TASK TO CARRY OUT: If a line in the data below contains "solve", copy it.

Data extracted from a collection:
+-------+
Issue #712, opened 2021-11-17
As an user I want to sync collections on demand


pulpbot:
Author: @fao89 (fao89)

Redmine Issue: 7470, https://pulp.plan.io/issues/7470

---

Enable on demand sync for collections

pulpbot:
From: @fao89 (fao89)
Date: 2020-09-08T14:05:26Z

---

our _post_save method is heavily dependent on immediate policy:
https://github.com/pulp/pulp_ansible/blob/master/pulp_ansible/app/tasks/collections.py#L432-L456

pulpbot:
From: @fao89 (fao89)
Date: 2020-09-24T13:06:27Z

---

Do we have an endpoint that brings the MANIFEST.json data?
~~~ json
{
 "collection_info": {
  "namespace": "pulp",
  "name": "pulp_installer",
  "version": "3.6.3-1",
  "authors": [
   "Pulp Project Developers <pulp-dev@redhat.com>"
  ],
  "readme": "README.md",
  "tags": [
   "pulp",
   "pulpcore",
   "content",
   "software_repositories",
   "lifecycle_management",
   "content_delivery"
  ],
  "description": "A collection of Ansible roles to install & configure Pulp 3 from PyPI",
  "license": [
   "GPL-2.0-or-later"
  ],
  "license_file": null,
  "dependencies": {},
  "repository": "https://github.com/pulp/pulp_installer",
  "documentation": "https://pulp-installer.readthedocs.io/",
  "homepage": "https://pulpproject.org/",
  "issues": "https://pulp.plan.io/projects/pulp/issues?query_id=156"
 },
 "file_manifest_file": {
  "name": "FILES.json",
  "ftype": "file",
  "chksum_type": "sha256",
  "chksum_sha256": "54757b4a488e5be8666ded617aa213740e03e3387dd30a7a9484611fd5e2fac4",
  "format": 1
 },
 "format": 1
}
~~~

pulpbot:
From: @fao89 (fao89)
Date: 2020-09-24T13:14:48Z

---

Apparently, the version endpoint brings all information we need: 

URL: https://cloud.redhat.com/api/automation-hub/v3/collections/cyberark/conjur_collection/versions/1.0.3/
~~~ json
{
    "version": "1.0.3",
    "certification": "certified",
    "href": "/api/automation-hub/v3/collections/cyberark/conjur_collection/versions/1.0.3/",
[...]

PR #2471, opened 2026-03-15
Sync only latest version of collections by default

dhageman:
The behavior of the current collection sync without a requirements file is to pull all collections and every version available of each collection.  This can lead to failures in the collection sync process due to memory inefficiencies in how collection syncs are performed. 

This PR switches the default behavior to only sync the latest version of each collection that is available.  
 
The current behavior can be achieved by providing a requirements file with a version set to a wildcard or version range.

Assisted By: Claude Code

### 📜 Checklist

- [x] Commits are cleanly separated with meaningful messages (simple features and bug fixes should be [squashed](https://pulpproject.org/pulpcore/docs/dev/guides/git/#rebasing-and-squashing) to one commit)
- [x] A [changelog entry](https://pulpproject.org/pulpcore/docs/dev/guides/git/#changelog-update) or entries has been added for any significant changes
- [x] Follows the [Pulp policy on AI Usage](https://pulpproject.org/help/more/governance/ai_policy/)
- [ ] (For new features) - User documentation and test coverage has been added

### DIFF
--- a/CHANGES/+collection_sync_latest.removal
+++ b/CHANGES/+collection_sync_latest.removal
@@ -1,0 +1,1 @@
+Optimize collection sync to only fetch the latest version when no requirements filter is provided.
--- a/pulp_ansible/app/tasks/collections.py
+++ b/pulp_ansible/app/tasks/collections.py
@@ -992,7 +992,23 @@ class CollectionSyncFirstStage(Stage):
 
     async def _find_all_collections(self):
         if self._unpaginated_collection_version_metadata:
-            await self._find_all_collections_from_unpaginated_data()
+            loop = asyncio.get_event_loop()
+            tasks = []
+            for namespace, collections in self._unpaginated_collection_metadata.items():
+                for name, collection in collections.items():
+                    highest = (collection.get("highest_version") or {}).get("version")
+                    version_spec = f"=={highest}" if highest else "*"
+                    entry = RequirementsFileEntry(
+                        name=f"{namespace}.{name}",
+                        version=version_spec,
+                        source=None,
+                    )
+                    tasks.append(
+                        loop.create_task(self._fetch_collection_metadata(entry))
+                    )
+            self.parsing_metadata_progress_bar.total = len(tasks)
+            await self.parsing_metadata_progress_bar.asave(update_fields=["total"])
+            await asyncio.gather(*tasks)
             return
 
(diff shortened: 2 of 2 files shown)


mdellweg:
I am uncomfortable with changing default behavior.
This will almost certainly break long standing existing workflows.

gerrod3:
@dhageman We recently just merged #2454 to reduce the memory of collection syncs. I would wait till we release it and try it out before many further changes to the sync behavior. It was also backported to 0.24, 0.25, 0.28, and 0.29

dhageman:
@mdellweg, @gerrod3 - I appreciate the feed back!

I have confidence that memory issues will be better with the recent patches.  Those are welcome changes!

I was hesitant to submit this PR because memory consumption was the most pressing issue, but I changed my mind after discussing it with some colleagues.  I think it is a good way to start a conversation if the current behavior is the best default behavior.  

I don't believe old collections are reaped from the current repositories for collections.  This means the amount of data that is synchronized continues to grow.  New organizations starting fresh syncs will discover ever-growing synchronization times paired with increased storage requirements.  

Is it reasonable to assume that an organization will want a local copy of every version of every collection available since the beginning of time?

Is it more reasonable to sync all the collections but only the latest version?  The additive nature of syncs will continue to pick up the latest version.  

Remember, the original behavior can be achieved with an explicit requirements file.  

I have reached out to a few additional people to get their feedback on whether a change of this nature is worth the effort.  If not - all good - at least we had the conversation!

gerrod3:
We probably won't accept changing the default behavior, but I think we would accept a new field on the remote `latest_version` or `sync_latest_versions=#` to allow modifying the behavior of the sync. This is what other plugins do.

As for reducing disk space usage on initial sync, this is what on-demand syncs are for. I think we are pretty close to being able to solve this in pulp-ansible now #712.

MasonMines2006:
Hello @dhageman! Team member from the Ansible Hub team here. This ticket would solve a similar issue for us, as we are trying to add a "latest" only sync for us as well, which directly depends on this.

Would it be possible to scope this to remove the breaking change to the default behavior, and instead just add the ability to sync the latest version of a collection?

MasonMines2006:
Hey @dhageman ! Drafted a PR with this approach: #2563. It adds version: "latest" as a specifier instead of changing the default behavior. Would love your feedback!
+-------+
SOLUTION FOR THIS TASK:
As for reducing disk space usage on initial sync, this is what on-demand syncs are for. I think we are pretty close to being able to solve this in pulp-ansible now #712.
Hello @dhageman! Team member from the Ansible Hub team here. This ticket would solve a similar issue for us, as we are trying to add a "latest" only sync for us as well, which directly depends on this.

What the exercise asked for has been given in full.